People and organisations
- Monarch: George V
- Governor-General: Lord Forster Lord Stonehaven
- Prime Minister: Stanley Bruce
- No. of ministers: 15
- Member party: Nationalist–Country coalition
- Status in legislature: Coalition majority government
- Opposition party: Labor
- Opposition leader: Matthew Charlton

History
- Election: 16 December 1922
- Outgoing election: 14 November 1925
- Legislature term: 9th
- Predecessor: Fifth Hughes ministry
- Successor: Second Bruce ministry

= First Bruce ministry =

16th ministry of government of Australia

The First Bruce ministry (Nationalist–Country Coalition) was the 16th ministry of the Government of Australia.
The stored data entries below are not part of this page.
PR #716, opened 2024-01-09
VisionFive 2 DRAM config fix

orangecms:
It only took me 8 months to figure out this one tiny detail. Mind the comment in the Makefile. Who would have thought...


archanox (approved):

orangecms:
actual docs on this:
https://doc.rust-lang.org/cargo/reference/config.html#buildrustflags

will set this to draft and update; and add something to the docs on Cargo.toml referencing the cfg/rustflags options for build-time config

rmsyn:
This doesn't actually fix the problem, the runtime checks still fail. If you add an extra print statement in `bt0/dram.rs` you can see none of the values are set at runtime: <https://github.com/rmsyn/oreboot/blob/vf2-dram-cfg-fix/src/mainboard/starfive/visionfive2/bt0/src/dram.rs#L12-L17>:

```
DRAM: 8G: false 4G: false 2G: false
```

I also added features for setting the DRAM size, instead of the rustc `cfg` flag, since it seems a bit cleaner. Either way, the value needs to be set in the `features` or `config` flags set in `xtask`, not in the `Makefiles`.

With the changes in my feature branch:

```
DRAM: 8G: true 4G: false 2G: false
```

Currently, the feature is hardcoded, which is obviously the wrong thing, but I wanted a MVP to show proof-of-concept. If we decide to stick with the `--config <target>.rustflags="--cfg DRAM_SIZE=\"<SIZE>\""`, then that would need to be added to `xtask`.

rmsyn (changes requested):
This doesn't actually fix the problem, the runtime checks still fail. If you add an extra print statement in `bt0/dram.rs` you can see none of the values are set at runtime: <https://github.com/rmsyn/oreboot/blob/vf2-dram-cfg-fix/src/mainboard/starfive/visionfive2/bt0/src/dram.rs#L12-L17>:

```
DRAM: 8G: false 4G: false 2G: false
```

I also added features for setting the DRAM size, instead of the rustc `cfg` flag, since it seems a bit cleaner. Either way, the value needs to be set in the `features` or `config` flags set in `xtask`, not in the `Makefiles`.

With the changes in my feature branch:

```
DRAM: 8G: true 4G: false 2G: false
```

Currently, the feature is hardcoded, which is obviously the wrong thing, but I wanted a MVP to show proof-of-concept. If we decide to stick with the `--config <target>.rustflags="--cfg DRAM_SIZE=\"<SIZE>\""`, then that would need to be added to `xtask`.

orangecms:
I have run this code myself;

here is output from `make DRAM_SIZE=8G run`, for example:
```
oreboot 🦀
boot mode: UART
RISC-V arch 8000000000000007
RISC-V core vendor: SiFive (0x0489)
RISC-V implementation: 21G1.02.00 / llama.02.00-general (0x04210427)
RISC-V hart ID 0
apb0 80000000
apb0 80000000
DRAM: 4G: false 2G: false
8G shiny DRAM
[DRAM] init start
[DRAM] set clk to OSC div2
[DRAM] set PLL frequency
PLL1: 00b02603 55e00000 00c7a601
PLL1: 042ba603 41e00000 00c7a60c
```

The `cfg` stuff is evaluated at build time; `features` is for crate options

orangecms:
I have pushed another commit that checks for a valid size option at build time.

Try the following:
- `make run` default to 4G; will work fine
- `make run DRAM_SIZE=2G` will change to 2G, working fine
- `make run DRAM_SIZE=1G` will error because it is not supported

orangecms:
I have added a URL in the Makefile pointing to the upstream docs.

rmsyn:
> I have run this code myself;
> 
> here is output from `make DRAM_SIZE=8G run`, for example:
> 
> ```
> oreboot 🦀
> boot mode: UART
> RISC-V arch 8000000000000007
> RISC-V core vendor: SiFive (0x0489)
> RISC-V implementation: 21G1.02.00 / llama.02.00-general (0x04210427)
> RISC-V hart ID 0
> apb0 80000000
> apb0 80000000
> DRAM: 4G: false 2G: false
> 8G shiny DRAM
> [DRAM] init start
> [DRAM] set clk to OSC div2
> [DRAM] set PLL frequency
> PLL1: 00b02603 55e00000 00c7a601
> PLL1: 042ba603 41e00000 00c7a60c
> ```
> 
> The `cfg` stuff is evaluated at build time; `features` is for crate options

Note that you are not printing the `8G` cfg value:

```
> DRAM: 4G: false 2G: false
```

I ran your code as published, and added a single extra argument to the print statement to show the `8G` `DRAM_SIZE` value. It evaluates to false. Yes, the code compiles, and runs on the board. However, any code blocked behind the `cfg!(dram_size = "8G")` calls is not being run.

> I have added a URL in the Makefile pointing to the upstream docs.

Yes, I read that documentation, and I'm telling you that those changes need to be made in `xtask`. I spent hours trying to get the make files to work, and the only thing that switched on the valid runtime checks is making the changes in `xtask`.

orangecms:
> Note that you are not printing the `8G` cfg value:
> 
> ```
> > DRAM: 4G: false 2G: false
> ```

I am printing this here though (see above):
```
8G shiny DRAM
```

and I have added a commit that prints it more generically.


> I ran your code as published, and added a single extra argument to the print statement to show the `8G` `DRAM_SIZE` value. It evaluates to false. Yes, the code compiles, and runs on the board. However, any code blocked behind the `cfg!(dram_size = "8G")` calls is not being run.

Why did it work for me (see above)? With the last commit, if not passing a supported DRAM size, you would now get an error. Please try that last commit. Note that I force-pushed to amend the `Makefile` change with the second URL.

> Yes, I read that documentation, and I'm telling you that those changes need to be made in `xtask`. I spent hours trying to get the make files to work, and the only thing that switched on the valid runtime checks is making the changes in `xtask`.

Ah... hang on, I was using the `Makefile` in `bt0` directly. Yes, this is finally to be done in `xtask`.
I have other patches for that in the making; they will rework the `xtask` setup.

For a preview: https://github.com/orangecms/oreboot/tree/vf2-xtask/xtask/src

rmsyn:
> Ah... hang on, I was using the Makefile in bt0 directly. Yes, this is finally to be done in xtask.
I have other patches for that in the making; they will rework the xtask setup.

Alright, I'll review after those changes are in, because the compilation step fails when running `make DRAM_SIZE="8G" run` from `mainboard/starfive/visionfive2` directory. It looks like the config options aren't being passed to the `bt0` stage.

orangecms:
okay so the xtask rework prerequisite is in #717

rmsyn:
> okay so the xtask rework prerequisite is in #717

I did an initial review of the code there, and `cherry-pick`ed the changes here on top: https://github.com/rmsyn/oreboot/tree/xtask-shared-utils-vf2

The code still fails to compile with: `make DRAM_SIZE="8G" run` (from `src/mainboard/starfive/visionfive2`)

Are you still working on the fixes in this PR?

orangecms:
> > okay so the xtask rework prerequisite is in #717
> 
> I did an initial review of the code there, and `cherry-pick`ed the changes here on top: https://github.com/rmsyn/oreboot/tree/xtask-shared-utils-vf2
> 
> The code still fails to compile with: `make DRAM_SIZE="8G" run` (from `src/mainboard/starfive/visionfive2`)
> 
> Are you still working on the fixes in this PR?

Yes, it is another small change only, passing the dram_size from xtask (hardcoded in a first step).
I will file that as the next PR. And maybe I will have it at the point then where `--dram_size` becomes an argument already. :)

orangecms:
here is a checkpoint commit - will split this up properly later, but it works nicely now =)

```
oreboot 🦀
boot mode: SPI
RISC-V arch 8000000000000007
RISC-V core vendor: SiFive (0x0489)
RISC-V implementation: 21G1.02.00 / llama.02.00-general (0x04210427)
RISC-V hart ID 0
apb0 80000000
apb0 80000000
DRAM size: 8G
[DRAM] init start
[DRAM] set clk to OSC div2
[DRAM] set PLL frequency
PLL1: 00b02603 55e00000 00c7a601
PLL1: 042ba603 41e00000 00c7a60c
[DRAM] set clk to PLL1 div2
[DRAM] asserts
[DRAM] train
[DRAM] util
[DRAM] start
[DRAM] set clk to OSC div2
[DRAM] boot
[DRAM] OMC init
[DRAM] OMC init train
[DRAM] OMC init PHY
[DRAM] OMC init done
[DRAM] init done
Copy payload... ⏳
"area@0" / "description" Some("header")
"area@0" / "compatible" Some("none")
"area@0" / "size", Some(1024)
"area@1" / "description" Some("bt0")
"area@1" / "compatible" Some("ore-bt0")
"area@1" / "size", Some(65536)
"area@1" / "file" Some("starfive-visionfive2-bt0.bin")
"area@2" / "description" Some("Fixed DTFS")
"area@2" / "compatible" Some("ore-dtfs")
"area@2" / "size", Some(4096)
"area@2" / "file" Some("starfive-visionfive2-board.dtb")
"area@3" / "description" Some("main")
"area@3" / "compatible" Some("ore-main")
"area@3" / "size", Some(65536)
"area@3" / "file" Some("starfive-visionfive2-main.bin")
............ done.
lzss compressed Linux
dump 32 bytes @21400000
1515151515151509150b0b1010100d0d0d0d0d0d0d0d0d0d0d0d0d0d0210190c
dump 32 bytes @21400020
0c0b151515080415151515151515151515151515151515151515151515151515
dump 32 bytes @21400040
1515151515151515151515151515151515151515151515151515151515151515
dump 32 bytes @21400060
1515151515151515151515151515151515151515151515151515151515151515
dump 32 bytes @21400080
1515151515151515151515151515151515151515151515151515151515151515
dump 32 bytes @214000a0
1515151515151515151515151515151515151515151515151515151515151515
dump 32 bytes @214000c0
151515151515151515151515151515151515151515151515151515151515100d
dump 32 bytes @214000e0
0d0d0d0d0d0d0d0d0d0d0d0d0d0d0d0d0d0d0d0d0d0d0d0d0d0d0d0d0d0d0d0d
release non-boot harts =====

Jump to payload... with dtb 0x8010000
```

rmsyn (approved):

orangecms:
happy to tell that this works splendid :sparkles:

xtask/src/main.rs
```diff
@@ -63,6 +63,26 @@ impl FromStr for Memory {
...
+    TwoG,
+    FourG,
+    EightG,
+}
+
+impl FromStr for DramSize {
+    type Err = String;
+
+    fn from_str(s: &str) -> Result<Self, Self::Err> {
+        match s.to_lowercase().as_str() {
```
rmsyn, line 77:
```suggestion
        match s.as_str() {
```

Since you are checking upper and lowercase strings below, you can skip the conversion (and save a heap allocation).

xtask/src/main.rs
```diff
@@ -63,6 +63,26 @@ impl FromStr for Memory {
...
+            "2g" | "2G" => Ok(Self::TwoG),
```
rmsyn, line 78:
```suggestion
            "2g" | "2G" => Ok(Self::TwoG),
```

If you decide to keep the `to_lowercase` conversion above, you don't need to match the uppercase versions (since they'll never be present).

rmsyn (commented):
Couple of nits, but nothing blocking. Changes LGTM

rminnich (approved):

xtask/src/main.rs
orangecms: ah yes - will keep that in mind for subsequent refinement, thank you!

PR #717, opened 2024-01-11
xtask shared utils

orangecms:
This is a major rework that vastly reduces the boilerplate for our build tasks.

### DIFF
--- a/xtask/src/starfive/visionfive2.rs
+++ b/xtask/src/starfive/visionfive2.rs
@@ -1,138 +1,55 @@
-use crate::dist_dir;
-use crate::layout_flash;
-use crate::project_root;
-use crate::{Commands, Env};
-use fdt;
-use log::{error, info, trace};
-use std::fs::File;
-use std::io::{self, Seek, SeekFrom};
-use std::process::{self, Command, Stdio};
+use crate::util::{
+    compile_board_dt, dist_dir, find_binutils_prefix_or_fail, get_cargo_cmd_in, objcopy,
+    project_root,
+};
+use crate::{layout_flash, Cli, Commands, Env};
+// use fdt;
+use log::{error, info, trace, warn};
+use std::{
+    fs::{self, File},
+    io::{self, Seek, SeekFrom},
+    path::Path,
+    process,
+};
 
-use std::{env, fs, path::Path};
 extern crate layoutflash;
 use layoutflash::areas::{create_areas, Area};
 
-// It is not clear what CRC starfive had in mind, they wrote their own ...
-fn crc32_reverse(x: u32) -> u32 {
-    let mut x = x;
-    x = ((x & 0x55555555) << 1) | ((x >> 1) & 0x55555555);
-    x = ((x & 0x33333333) << 2) | ((x >> 2) & 0x33333333);
-    x = ((x & 0x0F0F0F0F) << 4) | ((x >> 4) & 0x0F0F0F0F);
-    (x << 24) | ((x & 0xFF00) << 8) | ((x >> 8) & 0xFF00) | (x >> 24)
-}
+use super::visionfive2_hdr::spl_create_hdr;
 
-fn crc32(iv: u32, sv: u32, data: Vec<u8>) -> u32 {
-    let mut crc = iv;
-    for v in data {
-        let mut byte = crc32_reverse(v.into());
-        for _x in 0..8 {
-            crc = if ((crc ^ byte) & 0x80000000u32) != 0 {
-                (crc << 1) ^ sv
-            } else {
-                crc << 1
-            };
-            byte = byte << 1;
-        }
-    }
+const HEADER_SIZE: usize = 0x400;
 
-    crc
-}
+const ARCH: &str = "riscv64";
+const TARGET: &str = "riscv64imac-unknown-none-elf";
 
-fn crc32_final(iv: u32) -> u32 {
-    crc32_reverse(iv ^ !0u32)
-}
+const BT0_BIN: &str = "starfive-visionfive2-bt0.bin";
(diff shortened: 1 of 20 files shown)


xtask/src/util.rs
```diff
@@ -0,0 +1,114 @@
...
+    process::{self, Command, Stdio},
+};
+
+/// These utilities help find and run external commands.
+/// Those are mostly toolchain components and vendor specific tools.
+
+/// This gets you the `cargo` command in a specific directory.
+/// Use it to build a stage of a mainboard, which is a board's subdirectory.
+pub fn get_cargo_cmd_in(env: &Env, root: PathBuf, dir: &str, command: &str) -> Command {
+    let cargo = std::env::var("CARGO").unwrap_or_else(|_| "cargo".to_string());
```
rmsyn, line 14: Nit:

```suggestion
    let cargo = std::env::var("CARGO").unwrap_or("cargo".to_string());
```

xtask/src/sunxi/nezha.rs
```diff
@@ -62,153 +63,100 @@ pub(crate) fn execute_command(args: &crate::Cli, features: Vec<String>) {
...
     if !features.is_empty() {
         let command_line_features = features.join(",");
-        trace!("append command line features: {}", command_line_features);
+        trace!("append command line features: {command_line_features}");
         command.arg("--no-default-features");
         command.args(["--features", &command_line_features]);
     } else {
         trace!("no command line features appended");
     }
+    trace!("run D1 bt0 build command: {:?}", command);
```
rmsyn, line 94: Nit:

```suggestion
    trace!("run D1 bt0 build command: {command:?}");
```

xtask/src/starfive/visionfive2.rs
```diff
@@ -1,266 +1,126 @@
...
-            xtask_add_bt0_header(&args.env);
-            // main stage
-            xtask_build_jh7100_flash_main(&args.env);
-            xtask_binary_jh7100_flash_main(binutils_prefix, &args.env);
-            xtask_concat_flash_binaries(&args.env);
+            // Get binutils first so we can fail early
+            let binutils_prefix = &find_binutils_prefix_or_fail(ARCH);
+            // Build the stages - should we parallelize this?
+            xtask_build_jh7110_main(&args.env);
+            xtask_build_jh7110_bt0(&args.env, &features);
```
rmsyn, line 47: This may not matter, but is there a reason for switching the build order of `main` and `bt0`?

xtask/src/starfive/visionfive2_hdr.rs
```diff
@@ -0,0 +1,119 @@
...
+        let rc32 = crc::Crc::<u32>::new(&crc::CRC_32_ISCSI);
+        let mut digest = rc32.digest();
+        digest.update(&dat);
+        let crcout = digest.finalize();
+    }
+    */
+    let v = crc32(CRC_IV, CRC_SV, dat.clone());
+    let fv = crc32_final(v);
+
+    let mut hdr = vec![];
```
rmsyn, line 70: We can save potential re-allocations here with:

```suggestion
    let mut hdr = Vec::with_capacity(METADATA_LEN + dat.len());
```

Where `METADATA_LEN` is the fixed-length of the known metadata (`HEADER_OFFSET`, `BACKUP`, `VERSION`, etc.).

rmsyn:
Other than some small changes, and a few minor nits, the code LGTM.

Boards still compile.

I'll need time to do a more in-depth review, but left comments after an initial pass.

xtask/src/starfive/visionfive2.rs
orangecms: Yes, it should not matter here. It is a relic of iteration of approaches. I'll swap it back.

xtask/src/starfive/visionfive2_hdr.rs
orangecms: Sounds good!

orangecms:
> Other than some small changes, and a few minor nits, the code LGTM.

Awesome, thank you so much - I will push the respective fixups. :)

> I'll need time to do a more in-depth review, but left comments after an initial pass.

Alright!

xtask/src/starfive/visionfive2_hdr.rs
orangecms: let's postpone that part for later, and keep this step here down to just moving out the header cration to its own file

xtask/src/starfive/visionfive2.rs
orangecms: done

xtask/src/sunxi/nezha.rs
orangecms: done

xtask/src/util.rs
orangecms: done

orangecms:
I have found a few issues with the VF2 build; I'm looking into that. The current stuff is a bit weird.
We ought to build via layoutflash, and the final function for that needs some extras for adding the header.
I had set up another task for doing that, concatenating the binaries, etc..

Set to draft for now...

xtask/src/starfive/visionfive2_hdr.rs
rmsyn: > let's postpone that part for later, and keep this step here down to just moving out the header cration to its own file

Why? The majority of the header size is known, the only dynamic size is the input data. Adding `Vec::with_capacity` has no downsides in this case (we are not over-allocating), and saves potentially costly re-allocation(s).

orangecms: I would just like to keep the scope down here. Optimizations can follow later - the intent of this PR is to factor things out to make the build system more comprehensible. :-)

rminnich (approved):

It was led by the country's 8th prime minister, Stanley Bruce. The First Bruce ministry succeeded the Fifth Hughes ministry, which dissolved on 9 February 1923 following the December 1922 federal election and the subsequent resignation of Billy Hughes as prime minister. The Nationalists had lost their majority in the election, and had no choice but to negotiate a Coalition deal with the Country Party. However, Country leader Earle Page let it be known that no deal could be made unless Hughes resigned. It is the first ministry that consists of a centre-right Coalition between the senior conservative party and the junior rural party - this Coalition has more or less endured to this day with the modern-day Liberal Party and National Party. The ministry was replaced by the Second Bruce ministry on 18 December 1925 following the 1925 federal election.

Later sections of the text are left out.